[Opening THE DATA section]

PR #8209, opened 2024-01-05
Format daterange filter input values according to i18n default format

eikes:
When my locale is `de`, I expect my date format to be `%d.%m.%Y`.  The current behavior forces a different format. This PR makes sure, that the default format is used. Just like the formtastic date input does.


eikes:
Or might I even suggest to split the method and change it like this?
```ruby
        def input_html_options_for(input_name, placeholder)
          { placeholder: placeholder,
            value: input_value_for(input_name) }.merge(input_html_options)
        end

        def input_value_for(input_name)
          @object.public_send(input_name).to_s.to_date.to_s
        rescue
          ""
        end
```

lib/active_admin/inputs/filters/date_range_input.rb
```diff
@@ -39,7 +39,7 @@ def input_html_options_for(input_name, placeholder)
                             nil
                           end
           { placeholder: placeholder,
-            value: current_value ? current_value.strftime("%Y-%m-%d") : "" }.merge(input_html_options)
+            value: current_value ? current_value.to_s : "" }.merge(input_html_options)
```
tagliala, line 42: If this is correct, then it should be the same as

```suggestion
            value: current_value.to_s }.merge(input_html_options)
```

javierjulio (commented):
@eikes thank you. It would help to have a feature test for this. We have a locale step ("set my locale to") so you should be able to test this with a Capybara assertion that the input value is now set to expected format for the locale.

features/index/filters.feature
```diff
@@ -35,6 +35,20 @@ Feature: Index Filtering
...
+    """
+      ActiveAdmin.register Post
+    """
+    When I set my locale to "de"
+    And I am on the index page for posts
+    And I fill in "q[published_date_gteq]" with "20.10.1999"
+    And I press "Filtern"
+    Then the "q[published_date_gteq]" field should contain "20.10.1999"
+    When I set my locale to "en"
+    And I press "Filtern"
```
javierjulio, line 49:
```suggestion
    And I press "Filter"
```

eikes: No, it's still a German page at that point. I am only doing that, because the I18n locale is not reset otherwise...

eikes:
@javierjulio I created a test and the gherkin-linter is happy now as well.

features/index/filters.feature
eikes: (the  `When I set my locale to "en"` does not reload the page)

javierjulio (commented):
@eikes does this work as intended for you locally with the generated app? Granted, I haven't loaded a different locale before but tried with this and I'm not seeing the change, unless I'm misunderstanding it. Although, seems that [changing the language on the page will not suffice to see it in the browser](https://stackoverflow.com/a/2969367) which would explain why the date input appears the same for me. Just want to be sure it's working as intended for you. If so, then we'll get this in. Thanks!

features/index/filters.feature
javierjulio: Yes, that makes sense. At the time I thought this may have been one possible issue so wanted to call it out just in case. Thank you.

javierjulio:
@eikes can you describe a bit more why you want to make this change and for which version? Note that the default branch of ActiveAdmin is for v4 and we've removed jQuery UI and its date picker. Any date inputs will now be the native HTML date input. From what I can tell, [the date input parsed value is always in the same format of `yyyy-mm-dd` but the display will be based on the browser's locale](https://developer.mozilla.org/en-US/docs/Web/HTML/Element/input/date#value) so if anything we wouldn't want to make this change and leave the previous format as it was. Are we missing something?

javierjulio:
@eikes from what we can tell, what we do currently is meant to be the way so I'm going to close this out. Thanks. Feel free to continue any discussion.

eikes:
I wasn‘t aware of the switch to the native datepicker. The PR is not needed in this case.

javierjulio:
@eikes that makes sense. No worries. We figured that was the case. Thank you for the follow up and confirmation.

PR #8213, opened 2024-01-07
Test against Ruby 3.3

tagliala:


mgrunberg:
@tagliala LGTM.

I'm wondering if we must narrow the matrix to reduce the amount of combinations. For example, since Ruby 3.0 is about to reach EOL we could just test against Rails 7.1. 

What do you think?

tagliala:
> For example, since Ruby 3.0 is about to reach EOL we could just test against Rails 7.1.

I will do the same for 2.7 and address #8158 too

mgrunberg (approved):

tagliala:
The following should be changed:

image

PR #8218, opened 2024-01-07
Move pagination translations to active_admin scope

### LINKED ISSUE #8215: v4 beta 3: Kaminari translation override may affect the host application
Not sure that this should be part of activeadmin's `locale.yml` as it is

Kaminari may be used also in the "host" application, so this will override translations of the host front-end

https://github.com/activeadmin/activeadmin/blob/4318a7a5ca1845e08437e8c0d0321ea659b6aa08/config/locales/en.yml#L2-L5

Introduced in 9999e80cadaf16a8d1d0a6e092229107979f5760

tagliala:
Active Admin uses the Kaminari gem for pagination, which may also be used by the host application. Moving the translations from `views.pagination` to `active_admin.pagination` prevents potential conflicts.

Fix #8215

### DIFF
--- a/app/views/active_admin/kaminari/_next_page.html.erb
+++ b/app/views/active_admin/kaminari/_next_page.html.erb
@@ -8,7 +8,7 @@
 -%>
 <% unless current_page.last? %>
   <%= link_to url, rel: 'next', remote: remote, class: "flex items-center justify-center px-2.5 py-3 h-8 leading-tight text-gray-500 dark:text-gray-400 hover:bg-gray-100 hover:text-gray-700 dark:hover:bg-gray-800 dark:hover:text-white rounded no-underline" do %>
-    <span class="sr-only"><%= t('views.pagination.next').html_safe %></span>
+    <span class="sr-only"><%= t('active_admin.pagination.next') %></span>
     <svg class="w-2.5 h-2.5 rtl:rotate-180" aria-hidden="true" xmlns="http://www.w3.org/2000/svg" fill="none" viewBox="0 0 6 10">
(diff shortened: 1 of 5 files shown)


app/views/active_admin/kaminari/_next_page.html.erb
```diff
@@ -8,7 +8,7 @@
 -%>
 <% unless current_page.last? %>
   <%= link_to url, rel: 'next', remote: remote, class: "flex items-center justify-center px-2.5 py-3 h-8 leading-tight text-gray-500 dark:text-gray-400 hover:bg-gray-100 hover:text-gray-700 dark:hover:bg-gray-800 dark:hover:text-white rounded no-underline" do %>
-    <span class="sr-only"><%= t('views.pagination.next').html_safe %></span>
+    <span class="sr-only"><%= t('active_admin.pagination.next').html_safe %></span>
```
tagliala, line 11: not sure about this, since the default template is using this translation in a screen reader only span, wouldn't be better to remove `html_safe`?

javierjulio: Yes, I think so. I left this as is because it's what Kaminari used but then it had to as it used HTML entities for arrows which we don't want. We just need the plain text. I'll leave it up to you to make that change if you want. This is all set to merge either way so thank you!

javierjulio: I just rebased so the tests should now pass. Sorry about that. I was adding the changelog from 3.2.0 into default branch and forgot we run tests on the changelog but no more.

javierjulio (approved):
Thanks! Feel free to remove the `.html_safe` if you want. I can release beta4 once you merge.

javierjulio (approved):
Thanks! ❤️

PR #8228, opened 2024-01-11
Make importmap-rails optional

mgrunberg:
Currently, the engine requires the `importmap-rails` gem during initialization. Is not possible to install the gem without it.

I want to be able to test other alternatives to bundle the javascript. They won't be supported by default, like importmaps-rails.

### DIFF
--- a/lib/active_admin.rb
+++ b/lib/active_admin.rb
@@ -9,6 +9,12 @@ require "formtastic_i18n"
 require "inherited_resources"
 require "arbre"
 
+begin
+  require "importmap-rails"
+rescue LoadError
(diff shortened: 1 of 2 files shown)


jeremybdk:
It would be great to be able to use this new version with shakapacker + existing tailwind setup or any other setup without depending on import map thanks

javierjulio:
@jeremybdk yes, that's the intention of the v4. It was just an oversight to not guard in the engine file. So don't worry. We'll get to this soon and have it be in a beta4 release. Thanks.

javierjulio (approved):
Thanks!

PR #8231, opened 2024-01-12
Cleanup tailwind template

mgrunberg:
Small tweaks tailwind template.

I believe there is no need to scan our plugin.js. It's not javascript that we use in our pages.

Also, we don't have views ending with html / rb extensions.

I understand if these changes are rejected


javierjulio:
Since we define these in the components layer, we scan the file so Tailwind picks them up otherwise they aren’t applied. We aren’t scanning the lib directory as I replaced that with this. We could change that all in the future but this is required currently. Sorry.

mgrunberg:
> Since we define these in the components layer, we scan the file so Tailwind picks them up otherwise they aren’t applied. We aren’t scanning the lib directory as I replaced that with this. We could change that all in the future but this is required currently. Sorry.

Oh, interesting. Excelent, I'm closing the PR then

PR #8232, opened 2024-01-12
Exclude primary key from generated resource

mgrunberg:
Resource generator produces an index definition with two "id" columns: one by calling `column :id` and other calling `id_column`

```
  # Add or remove columns to toggle their visiblity in the index action
  index do
    selectable_column
    id_column
    column :id
    actions
  end
```

This PR makes sure we generate just one.


javierjulio (approved):
Great catch, thanks!

PR #8234, opened 2024-01-12
Make NPM package compatible with tools like vite_rails

mgrunberg:
### Context

This PR is related to https://github.com/activeadmin/activeadmin/pull/8228. 
It changes the content of our npm package to be compatible with tools like `vite_rails`.

_Note:_ Our source code is still written for a host app using `importmap-rails`. This PR doesn't change that. Our tests and development apps work like that and there is no plan to change it.

### Description

Our source code is written with importmaps in mind. All imports are absolute and based on `active_admin` alias/map.

We don't distribute any importmap definition within our npm package. That makes it impossible to use our package with bundlers/tools like vite, webpack, rollup, etc out of the box.

To integrate with `vite_rails` I want to define the following file

```javascript
// app/javascript/entrypoints/active_admin.js
import '@activeadmin/activeadmin'
```

Our main file is `app/javascript/active_admin.js`, when `vite` parses the file it fails to resolve imports like `import "active_admin/features/dark_mode_toggle"`. Even more, since we are vendoring external dependencies `vite` can't process `import "flowbite"`.

This PR does two things:
1) add external dependencies to package.json
2) add a build step to preprocess our code and generate a dist folder where alias is replaced with relative imports.

### DIFF
--- a/rollup.config.js
+++ b/rollup.config.js
@@ -1,10 +1,10 @@
 import path from 'node:path';
-import { fileURLToPath } from 'node:url';
+import { URL, fileURLToPath } from 'node:url';
 import { readFileSync } from 'node:fs';
 import alias from '@rollup/plugin-alias';
 
 const packageJson = JSON.parse(
-	readFileSync(new URL('./package.json', import.meta.url))
+  readFileSync(new URL('./package.json', import.meta.url))
 );
 
 const __dirname = fileURLToPath(new URL('.', import.meta.url));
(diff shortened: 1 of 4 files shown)


rollup.config.js
```diff
@@ -0,0 +1,40 @@
...
+				entries: [
+					{
+						find: 'active_admin',
+						replacement: path.join(assetsDir, 'active_admin'),
+					},
+				]
+			})
+		]
+	}
+];
```
tagliala, line 40: indentation here seems to use tabs instead of spaces

javierjulio: Yes should be spaces, sorry. Of course this is always the first thing I'd bring up too. 🙈

mgrunberg: Fixed

javierjulio (approved):
Thanks! Interesting, so all this does is just set relative paths but the JS output and structure, is all the same. Would the same import and setup work with other JS bundlers, say like esbuild in jsbundling-rails?

mgrunberg:
> Thanks! Interesting, so all this does is just set relative paths but the JS output and structure, is all the same. Would the same import and setup work with other JS bundlers, say like esbuild in jsbundling-rails?

Correct, this should work with esbuild and other bundlers.

PR #8235, opened 2024-01-12
Improve Italian translation

tagliala:
- Add new strings
- Use plural in `pagination.empty` key, since `model` is plural there. Also slightly change the sentence so that it could work with all grammatical genders


javierjulio (approved):
Thanks! When you're ready to merge, just apply the "type enhancement" label. That way this will show up under enhancements in the next release notes.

[Closing THE DATA section]

▸ **PROBLEM**
Where the string "directory" occurs in a line of the material above, copy the whole line.

▸ **RESULT OF THIS EXERCISE**
Since we define these in the components layer, we scan the file so Tailwind picks them up otherwise they aren’t applied. We aren’t scanning the lib directory as I replaced that with this. We could change that all in the future but this is required currently. Sorry.
> Since we define these in the components layer, we scan the file so Tailwind picks them up otherwise they aren’t applied. We aren’t scanning the lib directory as I replaced that with this. We could change that all in the future but this is required currently. Sorry.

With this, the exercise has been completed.